Brief
Search the records below for the string "approved" and copy each line where it turns up.

Material supplied
PR #655, opened 2020-06-29
Feature/contact/normal vector

thiagordonho:
**Describe the PR**
Implementation to compute the normal unit vector at every node with more than one materials. In order to do this, a function in `Particle` class to map the domain gradients (gradient of volumes) is implemented. 
```
    const auto& gradient = volume_ * dn_dx_.row(i);
    nodes_[i]->update_property(true, "domain_gradients", gradient, material_id_,
                               Tdim);
  }
```

Then, the normal unit vector is calculated at every node by means of a function implemented in the `Node` class computing the unit vector as the domain gradient divided by its norm.
```
    const auto& normal_unit_vector =
        (1 / domain_gradient.norm()) * domain_gradient;
```

**Related Issues/PRs**

### DIFF
--- a/include/node.tcc
+++ b/include/node.tcc
@@ -608,10 +608,11 @@ void mpm::Node<Tdim, Tdof,
   std::lock_guard<std::mutex> guard(node_mutex_);
   for (auto mitr = material_ids_.begin(); mitr != material_ids_.end(); ++mitr) {
     // calculte the normal unit vector
-    const auto& domain_gradient =
+    VectorDim domain_gradient =
         property_handle_->property("domain_gradients", prop_id_, *mitr, Tdim);
-    const auto& normal_unit_vector =
-        (1 / domain_gradient.norm()) * domain_gradient;
+    VectorDim normal_unit_vector = VectorDim::Zero();
+    if (domain_gradient.norm() > std::numeric_limits<double>::epsilon())
+      normal_unit_vector = domain_gradient.normalized();
 
     // assign nodal-multimaterial normal unit vector to property pool
     property_handle_->assign_property("normal_unit_vectors", prop_id_, *mitr,
--- a/include/node.tcc
+++ b/include/node.tcc
@@ -599,3 +599,22 @@ void mpm::Node<Tdim, Tdof,
                                       separation_vector, Tdim);
   }
 }
+
+//! Compute multimaterial normal unit vector
+template <unsigned Tdim, unsigned Tdof, unsigned Tnphases>
+void mpm::Node<Tdim, Tdof,
+               Tnphases>::compute_multimaterial_normal_unit_vector() {
+  // Iterate over all materials in the material_ids set
+  std::lock_guard<std::mutex> guard(node_mutex_);
+  for (auto mitr = material_ids_.begin(); mitr != material_ids_.end(); ++mitr) {
+    // calculte the normal unit vector
+    const auto& domain_gradient =
+        property_handle_->property("domain_gradients", prop_id_, *mitr, Tdim);
+    const auto& normal_unit_vector =
+        (1 / domain_gradient.norm()) * domain_gradient;
+
+    // assign nodal-multimaterial normal unit vector to property pool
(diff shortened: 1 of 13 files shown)


include/node.tcc
```diff
@@ -599,3 +599,22 @@ void mpm::Node<Tdim, Tdof,
...
+void mpm::Node<Tdim, Tdof,
+               Tnphases>::compute_multimaterial_normal_unit_vector() {
+  // Iterate over all materials in the material_ids set
+  std::lock_guard<std::mutex> guard(node_mutex_);
+  for (auto mitr = material_ids_.begin(); mitr != material_ids_.end(); ++mitr) {
+    // calculte the normal unit vector
+    const auto& domain_gradient =
+        property_handle_->property("domain_gradients", prop_id_, *mitr, Tdim);
+    const auto& normal_unit_vector =
+        (1 / domain_gradient.norm()) * domain_gradient;
```
bodhinandach: I would check if `domain_gradient.norm()` if not zero, and no need to add `&` in `auto`.
```suggestion
VectorDim normal;
if (domain_gradient.norm() > std::numeric_limits<double>::epsilon())
   normal = (1 / domain_gradient.norm()) * domain_gradient;
else
   normal.setZero();
```

ezrayst: Can we use `normal = domain_gradient.normalize() instead?

include/node.tcc
```diff
@@ -599,3 +599,22 @@ void mpm::Node<Tdim, Tdof,
...
+template <unsigned Tdim, unsigned Tdof, unsigned Tnphases>
+void mpm::Node<Tdim, Tdof,
+               Tnphases>::compute_multimaterial_normal_unit_vector() {
+  // Iterate over all materials in the material_ids set
+  std::lock_guard<std::mutex> guard(node_mutex_);
+  for (auto mitr = material_ids_.begin(); mitr != material_ids_.end(); ++mitr) {
+    // calculte the normal unit vector
+    const auto& domain_gradient =
+        property_handle_->property("domain_gradients", prop_id_, *mitr, Tdim);
+    const auto& normal_unit_vector =
```
ezrayst:
```suggestion
    VectorDim normal_unit_vector = VectorDim::Zero();
    if (domain_gradient.norm() > std::numeric_limits<double>::epsilon())
      normal_unit_vector = domain_gradient.normalize();
```

kks32 (changes requested):
Please complete the requested changes.

include/node.tcc
thiagordonho: I did not add the else condition in my next commit because I initialised the normal vector with VectorDim::Zero() as @ezrayst suggested. Thank you for the other change requests!

bodhinandach (approved):

ezrayst (approved):
Thanks @thiagordonho, not sure whether we should use `.normalized()` or `.normalize()` - but I think the different is that it returns a copy for the former and modify the current variable for the latter. So I think you are right in using the former!

kks32 (approved):

include/particles/particle.tcc
```diff
@@ -536,6 +536,22 @@ void mpm::Particle<Tdim>::map_multimaterial_displacements_to_nodes() noexcept {
...
+template <unsigned Tdim>
+void mpm::Particle<
+    Tdim>::map_multimaterial_domain_gradients_to_nodes() noexcept {
+  // Check if particle volume is set
+  assert(volume_ != std::numeric_limits<double>::max());
+
+  // Map domain gradients to nodal property. The domain gradients is defined as
+  // the gradient of the particle volume
+  for (unsigned i = 0; i < nodes_.size(); ++i) {
+    const auto& gradient = volume_ * dn_dx_.row(i);
```
kks32:
```suggestion
    Eigen::Matrix<double, Tdim, 1> gradient;
    for (unsigned j = 0; j < Tdim; ++j)
        gradient[j] += dn_dx_[i, j] * volume;
```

Written answer
bodhinandach (approved):
ezrayst (approved):
kks32 (approved):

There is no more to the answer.